98 Spezialfall: Zahnarztbehandlung ersatz zwei- bis dreimal nachbessern, bevor ihm das Honorar endgültig verweigert werden kann. Patienten sollten in diesen Fällen zumindest Teile des Honorars zurückhalten, bis die Nachbesserungen erfolgreich beendet sind. Für Patienten ist es aber nicht zumutbar, sich bei einem völlig unbrauchbaren Zahnersatz für Nachbesserungen wieder in die Hände des betreffenden Zahnarztes begeben zu müssen.
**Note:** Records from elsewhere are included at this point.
PR #662, opened 2026-04-20
scan: name-based DuckDB→parquet column mapping in metadata scan

kevkrist:
## Summary

Behavior-preserving refactor of `sirius_parquet_metadata_scan_operator` that replaces its implicit assumption *"DuckDB primary index == parquet column-chunk index"* with an explicit, name-based lookup through the parquet file metadata. This is a prerequisite for nested-column projection support (follow-up PR) and also eliminates a latent correctness hazard for any file whose physical column order is not identical to DuckDB's logical column order.

## Motivation

`sirius_parquet_metadata_scan_operator.cpp` currently indexes into `row_group.columns[col_idx]` where `col_idx` is a *DuckDB primary index* (i.e., an index into `scan_op->names` / `scan_op->returned_types`). This only works when the parquet file's column-chunk order matches DuckDB's logical column order one-to-one — which is true for the flat-schema test corpus, but:

- Fails for any file where the writer's physical order differs from the reader's projection order.
- Assumes a 1:1 correspondence between DuckDB columns and parquet column chunks, which is only true for **flat** schemas (no STRUCT / LIST). This blocks PR 2.

Today's downstream `parquet_scan_task.cpp` (the non-pipeline path) already does the name-based lookup — see `parquet_scan_task.cpp:169` (\"the order of set_column_names ...\"). This PR brings the metadata operator in line with that approach.

## Scope (what changes)

- Replace direct indexing (`row_group.columns[col_idx]`) with a DuckDB-index → parquet-leaf-chunk-index resolution built from the parquet schema's `path_in_schema`.
- Introduce a single-file helper (tentatively `src/op/scan/parquet_schema_mapping.{hpp,cpp}`) exposing:
  - `leaf_indices_for_column(schema, column_name) -> std::vector<std::size_t>` — returns all parquet leaf column-chunk indices whose `path_in_schema[0]` matches `column_name` (case-insensitive to mirror DuckDB).
  - For this PR, each call returns exactly 1 entry — the flat-schema guard is preserved (PR 2 removes it).
- Mirror the `CUDF_VERSION_NUM >= 2604` branch from `parquet_scan_task.cpp:408-412` in `sirius_parquet_metadata_scan_operator.cpp:194` (currently unversioned — works on 26.04 only).
- Unit tests exercising: column order swaps, case differences between DuckDB and parquet names, projection of a subset of columns in non-file order.

## Out of scope

- Nested types (STRUCT / LIST / DICTIONARY) — #663.
- Iceberg — separate follow-up.
- Any changes to `parquet_scan_task.cpp` (already name-based).

## Verification

- [x] `HivePartitioningIndex.index` is a DuckDB-level column index, not a parquet schema index (`duckdb/src/common/multi_file/multi_file_reader.cpp:270-279`). Metadata operator's name-based mapping must therefore resolve **before** consulting parquet metadata — unchanged from today.
- [x] `CUDF_VERSION_NUM` guard pattern established at `src/op/scan/parquet_scan_task.cpp:408-412` and `test/cpp/data/test_host_parquet_representation.cpp:557-560`.
- [x] Confirm: name matching should be case-insensitive (DuckDB convention) — to be verified against current hive-partition lookup behavior in `HivePartitioning::Parse()`.

## Test plan

- [x] Existing pipeline-scan SQL tests (flat schemas) continue to pass — no behavioral change expected for files whose column order matches.
- [x] New unit test: parquet file written with columns in order `[c, a, b]`, scan with projection `[a, c]` — assert row-group metadata for the correct leaves is emitted.
- [x] New unit test: case-only name difference between DuckDB and parquet — assert mapping succeeds.
- [x] `test/cpp/scan/test_metadata_gpu_scan_operators.cpp` and `test/cpp/pipeline/test_metadata_gpu_pipeline_task_counting.cpp` still build and pass.

---


src/op/scan/parquet_schema_mapping.cpp
```diff
@@ -0,0 +1,36 @@
...
+std::vector<std::size_t> leaf_indices_for_column(cudf::io::parquet::FileMetaData const& metadata,
+                                                 std::string const& column_name)
+{
+  std::vector<std::size_t> result;
+  if (metadata.row_groups.empty()) { return result; }
+
+  auto const& columns = metadata.row_groups.front().columns;
+  for (std::size_t i = 0; i < columns.size(); ++i) {
+    auto const& path = columns[i].meta_data.path_in_schema;
+    if (!path.empty() && path.front() == column_name) { result.push_back(i); }
```
ducndh, line 31: Does this work for a Parquet file that is not written by DuckDB? I remember DuckDB handle normalization for us but we might need to figure something out for Parquet in the wild.

ducndh:
Thanks for this PR, since this ordering problem has been on my mind for a while.

I suppose the same problem still exists for parquet_scan_task; we might need to be careful there about column ordering too, but you have already handled that, that is awesome.

ducndh (approved):

src/op/scan/parquet_schema_mapping.cpp
kevkrist: It should work for any Parquet file, not just DuckDB-written ones, becuase I think DuckDB's Parquet reader populates names by reading the file's schema directly, without normalization (I could be wrong?), so the strings line up byte-for-byte with what's in the file. If there are pathological parquet files out there for which this won't work (duplicate names?), let's handle them when we run into them.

In solchen Fällen muss die Krankenkasse eine erneute Anfertigung bei einem anderen Zahnarzt bezahlen (Urteil des Landessozialgerichts Schleswig-Holstein vom 16.8.2008, Az. L 5 KR 57/06). Die Ansprüche aus Fehlern verjähren übri gens unterschiedlich schnell: Gegen das Labor können Patienten nach zwei Jahren nicht mehr vorgehen, Mängel der zahnärztlichen Leistungen können sie drei Jahre lang vor Gericht klären lassen ( Seite 158 ff.).